THE RECORDS: Begin

PR #197, opened 2018-09-24
Changes for using memcached class (instad of old memcache)

JohannesTyra:
The old memache is not longer maintained.
In php 7.2 the package is not longer available.

Using the memcached class & updated the doctrine cache (memcache) also.

### DIFF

THE RECORDS: End

_PROBLEM STATEMENT_: All lines of the data are to be repeated exactly as they stand.

_ANSWER BELOW_:
PR #197, opened 2018-09-24
Changes for using memcached class (instad of old memcache)

JohannesTyra:
The old memache is not longer maintained.
In php 7.2 the package is not longer available.

Using the memcached class & updated the doctrine cache (memcache) also.

### DIFF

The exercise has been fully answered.